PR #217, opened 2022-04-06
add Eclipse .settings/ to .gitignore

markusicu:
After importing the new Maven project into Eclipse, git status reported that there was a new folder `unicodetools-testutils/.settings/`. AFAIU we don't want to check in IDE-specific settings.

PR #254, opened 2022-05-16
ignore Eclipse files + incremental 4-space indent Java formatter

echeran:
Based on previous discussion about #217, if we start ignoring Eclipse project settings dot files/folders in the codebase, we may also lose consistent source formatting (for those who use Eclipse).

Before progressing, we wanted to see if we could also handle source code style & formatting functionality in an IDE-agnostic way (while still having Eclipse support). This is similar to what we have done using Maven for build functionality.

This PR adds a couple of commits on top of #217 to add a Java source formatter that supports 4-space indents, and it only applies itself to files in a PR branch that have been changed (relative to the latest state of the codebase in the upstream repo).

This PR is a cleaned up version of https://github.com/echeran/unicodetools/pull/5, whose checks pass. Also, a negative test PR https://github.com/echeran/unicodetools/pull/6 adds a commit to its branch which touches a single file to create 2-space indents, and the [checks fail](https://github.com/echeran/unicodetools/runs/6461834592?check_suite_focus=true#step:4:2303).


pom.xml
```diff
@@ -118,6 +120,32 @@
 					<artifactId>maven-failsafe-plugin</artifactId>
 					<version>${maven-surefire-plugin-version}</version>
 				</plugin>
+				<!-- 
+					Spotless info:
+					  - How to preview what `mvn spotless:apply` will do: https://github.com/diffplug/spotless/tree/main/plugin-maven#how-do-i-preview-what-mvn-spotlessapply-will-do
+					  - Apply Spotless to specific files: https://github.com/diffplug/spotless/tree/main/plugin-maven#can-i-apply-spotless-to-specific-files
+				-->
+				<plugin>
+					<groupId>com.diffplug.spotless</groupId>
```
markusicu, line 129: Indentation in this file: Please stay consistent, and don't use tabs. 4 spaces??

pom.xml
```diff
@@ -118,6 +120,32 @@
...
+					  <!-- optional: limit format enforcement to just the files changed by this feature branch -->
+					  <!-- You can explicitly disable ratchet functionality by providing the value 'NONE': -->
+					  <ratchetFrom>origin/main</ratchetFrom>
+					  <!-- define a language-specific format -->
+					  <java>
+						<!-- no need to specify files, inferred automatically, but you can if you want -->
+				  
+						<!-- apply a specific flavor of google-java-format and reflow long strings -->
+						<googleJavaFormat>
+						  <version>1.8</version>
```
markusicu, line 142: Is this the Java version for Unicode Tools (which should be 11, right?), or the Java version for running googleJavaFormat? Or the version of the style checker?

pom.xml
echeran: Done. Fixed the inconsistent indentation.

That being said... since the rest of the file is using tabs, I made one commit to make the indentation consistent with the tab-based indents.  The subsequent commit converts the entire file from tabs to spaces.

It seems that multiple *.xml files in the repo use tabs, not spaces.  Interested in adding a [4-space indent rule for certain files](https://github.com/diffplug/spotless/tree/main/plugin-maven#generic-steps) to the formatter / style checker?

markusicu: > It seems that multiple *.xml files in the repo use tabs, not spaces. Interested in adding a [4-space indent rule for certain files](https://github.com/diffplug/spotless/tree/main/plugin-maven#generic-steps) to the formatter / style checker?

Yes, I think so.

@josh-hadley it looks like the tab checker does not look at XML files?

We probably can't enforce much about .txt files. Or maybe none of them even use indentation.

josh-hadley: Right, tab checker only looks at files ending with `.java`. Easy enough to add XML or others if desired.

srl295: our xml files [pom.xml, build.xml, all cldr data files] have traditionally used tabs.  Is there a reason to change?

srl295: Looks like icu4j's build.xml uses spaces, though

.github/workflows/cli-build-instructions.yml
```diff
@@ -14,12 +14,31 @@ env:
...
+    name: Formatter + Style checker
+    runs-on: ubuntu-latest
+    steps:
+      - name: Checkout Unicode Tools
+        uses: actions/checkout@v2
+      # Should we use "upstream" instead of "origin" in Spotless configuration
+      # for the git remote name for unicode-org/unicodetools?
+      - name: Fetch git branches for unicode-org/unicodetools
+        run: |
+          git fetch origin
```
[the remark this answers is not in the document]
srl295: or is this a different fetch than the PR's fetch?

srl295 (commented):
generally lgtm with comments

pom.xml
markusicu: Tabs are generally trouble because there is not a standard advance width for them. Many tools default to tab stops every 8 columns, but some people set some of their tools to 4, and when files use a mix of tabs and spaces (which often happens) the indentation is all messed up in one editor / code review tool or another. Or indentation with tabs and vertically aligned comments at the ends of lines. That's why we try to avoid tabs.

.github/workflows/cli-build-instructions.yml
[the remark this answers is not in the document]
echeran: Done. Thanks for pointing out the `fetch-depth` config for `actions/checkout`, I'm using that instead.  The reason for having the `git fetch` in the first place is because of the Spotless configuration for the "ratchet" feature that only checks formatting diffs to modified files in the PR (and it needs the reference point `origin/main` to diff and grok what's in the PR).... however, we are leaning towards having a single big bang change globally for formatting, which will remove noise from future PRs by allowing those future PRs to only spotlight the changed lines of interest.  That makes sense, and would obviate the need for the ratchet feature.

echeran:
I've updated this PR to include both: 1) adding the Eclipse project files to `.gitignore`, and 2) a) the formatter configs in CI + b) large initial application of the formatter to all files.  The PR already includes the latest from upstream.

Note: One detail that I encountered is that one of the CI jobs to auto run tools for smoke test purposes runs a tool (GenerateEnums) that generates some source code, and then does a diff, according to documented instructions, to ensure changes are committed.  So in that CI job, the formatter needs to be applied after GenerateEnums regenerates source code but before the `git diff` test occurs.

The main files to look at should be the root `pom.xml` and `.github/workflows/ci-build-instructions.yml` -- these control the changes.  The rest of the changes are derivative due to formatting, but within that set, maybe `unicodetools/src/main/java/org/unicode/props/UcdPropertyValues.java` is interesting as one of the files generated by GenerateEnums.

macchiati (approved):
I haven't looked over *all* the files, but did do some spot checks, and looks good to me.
******
Task objective → State how many lines above include the word "gitignore", and nothing more.

Response to the exercise → 2